#### YOUR INSTRUCTIONS
Each line holding the word "createSkins" must appear in the answer, copied from the entries.

[Dataset entries]

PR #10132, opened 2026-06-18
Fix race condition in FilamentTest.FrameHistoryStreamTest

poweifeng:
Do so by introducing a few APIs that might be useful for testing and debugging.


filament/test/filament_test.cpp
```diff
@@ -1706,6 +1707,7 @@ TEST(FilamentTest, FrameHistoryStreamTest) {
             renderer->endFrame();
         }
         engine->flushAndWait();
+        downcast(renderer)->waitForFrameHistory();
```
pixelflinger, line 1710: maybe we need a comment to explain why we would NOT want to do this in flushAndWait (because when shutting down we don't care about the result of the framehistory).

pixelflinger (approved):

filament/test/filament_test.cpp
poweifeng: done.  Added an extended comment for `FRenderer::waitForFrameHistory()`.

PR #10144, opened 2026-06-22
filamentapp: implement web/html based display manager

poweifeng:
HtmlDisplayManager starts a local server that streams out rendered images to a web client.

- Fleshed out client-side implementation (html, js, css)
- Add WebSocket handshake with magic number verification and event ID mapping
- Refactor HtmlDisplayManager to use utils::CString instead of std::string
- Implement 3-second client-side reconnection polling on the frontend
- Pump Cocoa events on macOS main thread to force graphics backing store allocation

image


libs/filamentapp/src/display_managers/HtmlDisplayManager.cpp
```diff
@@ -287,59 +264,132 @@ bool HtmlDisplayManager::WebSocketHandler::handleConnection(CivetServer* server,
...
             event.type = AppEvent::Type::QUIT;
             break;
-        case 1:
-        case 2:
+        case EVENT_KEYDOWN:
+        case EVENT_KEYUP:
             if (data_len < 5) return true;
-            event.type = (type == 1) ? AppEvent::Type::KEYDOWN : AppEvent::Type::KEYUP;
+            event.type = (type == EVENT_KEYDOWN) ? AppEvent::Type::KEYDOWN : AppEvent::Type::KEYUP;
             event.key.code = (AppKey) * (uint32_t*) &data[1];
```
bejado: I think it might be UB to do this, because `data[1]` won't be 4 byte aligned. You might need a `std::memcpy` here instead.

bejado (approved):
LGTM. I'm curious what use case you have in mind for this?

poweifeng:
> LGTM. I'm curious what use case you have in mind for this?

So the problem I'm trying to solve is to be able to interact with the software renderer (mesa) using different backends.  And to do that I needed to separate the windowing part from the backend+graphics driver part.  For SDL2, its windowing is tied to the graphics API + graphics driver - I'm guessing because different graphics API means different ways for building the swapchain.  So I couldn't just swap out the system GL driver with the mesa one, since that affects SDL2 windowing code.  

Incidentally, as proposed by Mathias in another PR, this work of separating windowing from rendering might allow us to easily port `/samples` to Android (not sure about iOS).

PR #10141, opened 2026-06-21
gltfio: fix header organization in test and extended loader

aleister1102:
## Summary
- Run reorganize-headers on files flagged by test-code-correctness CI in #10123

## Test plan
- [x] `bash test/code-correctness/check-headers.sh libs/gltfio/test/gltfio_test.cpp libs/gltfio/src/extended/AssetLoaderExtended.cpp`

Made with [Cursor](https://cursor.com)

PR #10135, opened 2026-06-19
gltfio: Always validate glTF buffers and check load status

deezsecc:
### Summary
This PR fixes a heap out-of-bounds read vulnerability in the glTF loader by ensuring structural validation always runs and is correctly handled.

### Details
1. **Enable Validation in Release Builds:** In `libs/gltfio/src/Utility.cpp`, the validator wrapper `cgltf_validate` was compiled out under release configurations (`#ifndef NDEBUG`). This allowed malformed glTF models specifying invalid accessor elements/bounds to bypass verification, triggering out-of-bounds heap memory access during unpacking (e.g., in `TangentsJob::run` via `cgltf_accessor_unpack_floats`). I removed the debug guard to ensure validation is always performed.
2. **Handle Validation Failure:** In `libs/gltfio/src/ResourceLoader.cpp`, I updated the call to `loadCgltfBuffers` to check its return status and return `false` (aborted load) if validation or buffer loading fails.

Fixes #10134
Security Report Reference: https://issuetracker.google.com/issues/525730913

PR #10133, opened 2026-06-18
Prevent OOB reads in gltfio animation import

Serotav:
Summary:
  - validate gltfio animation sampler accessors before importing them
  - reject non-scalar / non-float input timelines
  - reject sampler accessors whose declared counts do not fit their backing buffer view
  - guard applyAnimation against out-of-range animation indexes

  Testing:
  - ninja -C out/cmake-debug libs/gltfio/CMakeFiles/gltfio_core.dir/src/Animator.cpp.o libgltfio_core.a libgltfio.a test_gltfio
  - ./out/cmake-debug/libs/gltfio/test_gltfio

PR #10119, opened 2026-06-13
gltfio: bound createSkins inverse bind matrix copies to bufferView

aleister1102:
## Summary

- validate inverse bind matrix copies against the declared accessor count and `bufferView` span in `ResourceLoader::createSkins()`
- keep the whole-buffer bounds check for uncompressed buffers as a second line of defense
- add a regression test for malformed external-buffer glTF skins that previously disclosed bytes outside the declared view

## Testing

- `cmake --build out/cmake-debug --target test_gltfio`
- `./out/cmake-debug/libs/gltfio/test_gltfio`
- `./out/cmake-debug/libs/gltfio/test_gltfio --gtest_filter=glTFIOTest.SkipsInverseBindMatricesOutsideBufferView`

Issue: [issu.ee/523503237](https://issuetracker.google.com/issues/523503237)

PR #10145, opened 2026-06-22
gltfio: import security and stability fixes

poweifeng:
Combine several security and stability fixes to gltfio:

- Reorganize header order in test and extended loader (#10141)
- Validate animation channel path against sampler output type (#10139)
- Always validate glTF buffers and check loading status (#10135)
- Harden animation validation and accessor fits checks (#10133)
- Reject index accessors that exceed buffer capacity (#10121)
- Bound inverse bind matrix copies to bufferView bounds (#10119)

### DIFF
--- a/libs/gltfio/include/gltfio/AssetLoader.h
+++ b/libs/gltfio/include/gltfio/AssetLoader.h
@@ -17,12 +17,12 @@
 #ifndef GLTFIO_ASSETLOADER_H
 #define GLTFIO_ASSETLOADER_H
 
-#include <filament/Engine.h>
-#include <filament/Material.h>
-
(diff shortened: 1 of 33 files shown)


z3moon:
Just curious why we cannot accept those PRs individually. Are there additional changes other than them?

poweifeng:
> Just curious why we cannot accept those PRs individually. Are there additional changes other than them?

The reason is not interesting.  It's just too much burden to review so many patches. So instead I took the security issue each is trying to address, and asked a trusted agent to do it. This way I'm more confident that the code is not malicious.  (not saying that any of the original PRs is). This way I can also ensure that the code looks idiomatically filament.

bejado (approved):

#### ANSWER TO THE EXERCISE
gltfio: bound createSkins inverse bind matrix copies to bufferView
- validate inverse bind matrix copies against the declared accessor count and `bufferView` span in `ResourceLoader::createSkins()`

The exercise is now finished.